貴方の台詞は変えられないけれど
ラストシーンは私の物
ワンテイクでキメるわ
出典: 最終回/作詞:吉澤嘉代子 作曲:吉澤嘉代子
恋人が最後にどんな言葉を発したのかは『最終回』ではさほど重要ではありません。
「だってこのドラマの主演女優は私だから」
恋に破れたどん底の状況なんて。
こんな舞台設定は滅多にありません。
脚本も、カメラワークも、照明だって彼女の思うがままです。
「だって私は主演女優」
人生という名のドラマにテイク2はありません。
彼女が浮かべる表情、発する言葉、全ての佇まいに聴衆は惹き込まれるのです。
ラストシーンに相応しい舞台
雨音がより感動的な最終回を彩る
オンオンオロロン オンオンオロロン 女は泣く
雨のカーテンコールは 拍手喝采
出典: 最終回/作詞:吉澤嘉代子 作曲:吉澤嘉代子
その『最終回』に神様は最高の舞台を用意してくれたようです。
「当然よ、だって私は主演女優」
涙を綺麗に洗い流してくれる雨。
ラストシーンにこれほど相応しい舞台は考えられません。
降りしきる雨音は彼女にとって聴衆からの称賛の声でもあるのです。
どこかコミカルな響きを感じる泣き声の擬音。
吉澤嘉代子さんのインディーズ時代の名曲『ユートピア』でも使用されていました。
「ハクション大魔王」など昭和のアニメ作品で聞かれたこの泣き声。
恋の終わりを一種コメディーのように前向きに感じさせる効果もあるのでしょう。
何度目の『最終回』だっただろう...
私はいつもすぐに最終回
映画版の話なんて馬鹿はよして
出典: 最終回/作詞:吉澤嘉代子 作曲:吉澤嘉代子
『最終回』で筆者がもっとも気になってしまったのが2番のこのフレーズです。
主人公である女性は幾度となく『最終回』を迎えていることが示唆されます。
そして破局までの道程がいつも短いことも...。
この女性にとってのラブストーリーは連続ドラマではなくショートストーリーなのでしょう。
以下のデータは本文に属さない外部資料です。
PR #827, opened 2026-01-11
Added SPI Slave/Peripheral example

UserR00T:
This PR adds an example SPI slave implementation. Whilst the implementation is quite barebones in terms that it doesn't support DMA, it works to accurately echo the first two bytes ot the MOSI line and two static bytes through the MISO line. This demo is mostly intended as to show how to configure the SPI interface as a slave device and what exactly is needed in terms of main loop and such. A great implementation of an SPI slave device was found in `spi_dma_chain`, but this follows the SPI chain setup and thus requires two SPI busses which I tried to implement as a standalone demo.

I'm not an low-level/embedded developer and don't work a lot with C (mostly work with higher level languages for my day-to-day work), let me know if I missed anything obvious (e.g. optimizations and/or linting)

Hope this demo helps!

### DIFF
--- a/examples/spi_slave/spi_slave.c
+++ b/examples/spi_slave/spi_slave.c
@@ -1,13 +1,6 @@
 #include "ch32fun.h"
 #include <stdio.h>
 
-#define CH32V003_SPI_SPEED_HZ 1000000
-#define CH32V003_SPI_DIRECTION_2LINE_TXRX
-#define CH32V003_SPI_CLK_MODE_POL0_PHA0
-#define CH32V003_SPI_NSS_SOFTWARE_ANY_MANUAL
-
-#include "../../extralibs/ch32v003_SPI.h"
-
 #define PIN_CS PC1
 // Useful to determine the cycle duration with a scope. Goes high the moment CS goes low, and back to low at the last
 // action within the while loop. Can be removed otherwise.
@@ -34,6 +27,16 @@ void wait_for_state( SpiState desired_state )
 	while ( spi_state != desired_state )
 	{
 	}
+}
+
+static uint8_t SPI_read_8()
+{
+	return SPI1->DATAR;
+}
+
+static void SPI_write_8( uint8_t data )
+{
+	SPI1->DATAR = data;
 }
 
 void SPI_Configure()


examples/spi_slave/spi_slave.c
```diff
@@ -0,0 +1,176 @@
...
+void SPI_Configure()
+{
+	// reset control register
+	SPI1->CTLR1 = 0;
+
+	// Enable GPIO Port C and SPI peripheral
+	RCC->APB2PCENR |= RCC_APB2Periph_GPIOC | RCC_APB2Periph_SPI1;
+
+	// PC5 is SCLK
+	GPIOC->CFGLR &= ~( 0xf << 4 * 5 );
```
cnlohr: Consider using 
```c
funPinMode( PC5, GPIO_CNF_IN_FLOATING );
```
and the GPIO AF etc.  

This compiles to the same code, but is easier for most to read.

cnlohr:
Only one comment - to switch to the new way to do `funPinMode`

cnlohr:
Please please update it for that, I really like this!  It will be really helpful.

UserR00T:
No worries, I've refactored the signature to the new method/definition. I was also thinking that it might be handy to call `SPI_init` from here and configure it as `SPI_Mode_Slave`, thoughts? Or should we instead keep the `ch32v003_SPI.h` implementation mostly master-specific apart from the RX/TX methods? I do think things like `CH32V003_SPI_DIRECTION_2LINE_TXRX` get more complex the moment we introduce the mode variable, as the MOSI/MISO lines need to be inverted depending on the current SPI mode (floating/pushpull) -- maybe it would even be beneficial to refactor this to a `ch32_SPI.h` or something, and make it platform/MCU agnostic by requiring the user to configure the pinout themselves. That way it becomes less of an issue, and personally I think these standardized extra libraries could be quite helpful in getting the groundwork setup for your own project; but I'm very interested in hearing your opinion about this.

I was thinking something like
```c
#include "../../extralibs/ch32v003_SPI.h"

#define CH32V003_SPI_MODE SPI_Mode_Slave // <-- this would be new
#define CH32V003_SPI_SPEED_HZ 1000000
#define CH32V003_SPI_DIRECTION_2LINE_TXRX
#define CH32V003_SPI_CLK_MODE_POL0_PHA0
#define CH32V003_SPI_NSS_SOFTWARE_ANY_MANUAL

int main()
{
	SystemInit();
    SPI_init();
}
```

Either way the PR is ready to merge now, let me know!

examples/spi_slave/spi_slave.c
```diff
@@ -1,4 +1,4 @@
-#include "ch32fun.h"
+#include "../../ch32fun/ch32fun.h"
```
cnlohr: why did this change?  -I should handle this.

cnlohr:
Longer-term it may make sense to do a larger refactor, for a separate example.  But, it's important to make examples that work independent of any extra libraries or abstractions, and this does that.

But also, plz don't use relative paths.

UserR00T:
Alright, that makes sense. My bad about the relative path, I did revert that already in cf59678. I think I misconfigured clion as compiling works great, but from within the ide it wouldn't work without an relative path; which change I forgot to unstage before commiting.



15 Jan 2026, 09:21 by ***@***.***:

cnlohr:
Mind fixing it now?  I unblocked for CI testing.

UserR00T:
I fixed the CI errors, seems to compile now (had to define some "dummy" values even when unused)

edit: Now that I'm looking over it again, it may even be alright to locally define the `SPI_write_8`/`SPI_read_8` sections as that's basically the only thing I need from `ch32v003_SPI.h`; would save unnecessary unused definitions & imports. Let me know, happy to change it if that's better

examples/spi_slave/spi_slave.c
```diff
@@ -0,0 +1,176 @@
+#include "ch32fun.h"
+#include <stdio.h>
+
+#define CH32V003_SPI_SPEED_HZ 1000000
+#define CH32V003_SPI_DIRECTION_2LINE_TXRX
+#define CH32V003_SPI_CLK_MODE_POL0_PHA0
+#define CH32V003_SPI_NSS_SOFTWARE_ANY_MANUAL
+
+#include "../../extralibs/ch32v003_SPI.h"
```
cnlohr: Please just use "ch32v003_SPI.h"

cnlohr: Or not include it at all.

cnlohr:
I'd honestly you remove the reference to ch32v003_SPI.h.  And just include the content locally.

UserR00T:
I agree that's better. I've just done that change and the PR is once again ready for review. At last it should be totally fine now haha:tm:

cnlohr (commented):
Looks good.

cnlohr:
oh crud, I guess my review from before didn't submit.  But you fixed it anyway, so all is well.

たとえ聴衆が見惚れるようなストーリーでも「劇場版〇〇」なんてもっての他です。
主演女優賞は私のもの
主演女優賞は渡さないのさ
私しかいないドラマの中で
ワンショットでキメるわ
出典: 最終回/作詞:吉澤嘉代子 作曲:吉澤嘉代子
幾度となく経験してきた恋愛ドラマの『最終回』。
彼女はその時々に苦悩し泣き叫びました。
喜びも悲しみも、そして怒りも...様々な感情が彼女の内側に滞留しています。
彼女の心はその度に痛みに苦しめられたことでしょう。
しかしその痛みこそが彼女が主演女優賞を勝ち得た証なのです。
「そんじょそこらのリア充女子には譲れないわ、だって私が主演女優だから」
今日がどん底でも明日がある♪
オンオンオロロン オンオンオロロン 女は泣く
紙吹雪散らして ド派手にいきましょ
オンオンオロロン オンオンオロロン 女は笑う
いつか傷も癒えて 誰かに話したとき
笑いの一つでも取れたなら お釣がくるわ
出典: 最終回/作詞:吉澤嘉代子 作曲:吉澤嘉代子
このドラマに続編なんて、ましてや劇場版なんて真っ平よ。
恋愛が終わる時、誰もがそう思ってしまうでしょう。
しかし心にパックリと開いた傷口もいつか修復される日が来るのです。
一通り泣き終えた彼女は笑顔を浮かべます。
そしてポジティブな思考を感じさせる最後のフレーズ。
「どん底の今日を最終回にして、明日からはまた新しいドラマを始めよう」
吉澤嘉代子さんはこんな想いを込めて『最終回』を描きました。
女優は強く美しい。
たとえ滑稽に見えようと逞しい生き様を見せること。
それが主演女優賞を勝ち取る方法なのでしょう。